The capitalization is purely an artifact of autocorrect.
Just because a distinction is thin doesn't make it insignificant or unimportant, but it's not my intention to get into a semantic argument.
I think you misunderstood my point, I agree that atheism isn't a religion. But things can be similar yet distinct. Something can fill a similar role as religion without being religion.
I'm specifically talking about people who are beligerantly atheist. Who make it a large part of their identity, and who are eager to fight about it. An enormous part of modern religion is simply identity politics, and that is something that atheism can share with it. It's identity politics that drives modern (non-academic) discourse around religion.
So in a practical manner, both religion and atheism can some of the most important traits when it comes to interacting with society.
I personally have had a lot of atheists preach their beliefs to me...
I am just saying, they write and read books about atheism. They gather in groups to talk about atheism. I just read a comment about agnostic atheism, so there are denominations of atheists depending on their level of belief. Hell, they love to belittle anyone who isn't atheist.
I'm sure I'm about to get trolled for saying that I agree. The universe is mysterious, and athiest have to make assumptions like spiritual people do. Why are we here, what is going on? The answer "the universe is because it is" is not super satisfying. It could easily be a simulation - why are there no aliens, why has no consciousness already colonized everything in the past? There are theories, but no facts
The most honest answer is "I have no idea what's going on"

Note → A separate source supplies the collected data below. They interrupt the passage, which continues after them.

Issue #4654, opened 2019-11-09
Datatype hulls separate from ships


petervdmeer:
**Describe the solution you'd like**
This feature-request is to have hulls as a separate data-type/in-game-object from a ship. Ships in Endless Sky are currently a set of outfits, hull properties, a hull image, hardpoints and active stats. After this change, a ship should refer to a hull definition and a set of outfits.

The new datatypes would look like:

You can be an agnostic atheist, though. Saying you don't know, and that you reject the claim that a specific god, or gods, exist. Atheism isn't believing that there are no gods, it's just an absence of belief in specific god or gods.
Atheists have to make assumptions, yes, but there's that old joke about how people have thought up thousands of gods, and atheists are almost the same as monotheists—they just believe in only one god fewer. So, do Jews, Christians, and Muslims center their thoughts and religious practices around explicitly, actively disbelieving in, by name, say, Ahura Mazda, Xolotl, or the rainbow serpent? Or are these gods just part of the background noise of believing that there is no god but YHWY/Allah? As far as I can tell, it's the latter.
Well, for me, anyway, YHWY/Allah is part of that same background noise. An assumption that it doesn't exist, yes, but not a consequential assumption. It's as much a religion as not going to Tsogt-Oovo today is a travel plan.
I understand where you’re coming from, but as a poster upthread commented, this confuses faith and belief.
The truth is, there are atheists who are religious and atheists who aren’t— just as there are theists who are religious and theists who aren’t.
Religion is about following a social cultural system that includes designated behaviors and usually has related icons and texts.
It’s possible to not believe in an alien being who created the known universe and its laws and also not adhere to a system of belief that such a being doesn’t exist — and it’s also possible to be someone who aggressively self-identifies as an atheist who can quote Dawkins chapter and verse and takes every opportunity to blame theists for all the world’s ills.
Likewise, there are both people who believe in some sort of god who don’t necessarily practice a related religion, and there are those who are religious who don’t actually believe, deep down, that there is a power higher than them.
And this doesn’t even get into the complicated mess that is science and religion.
As for “I have no idea what is going on” — that sums up agnosticism quite well.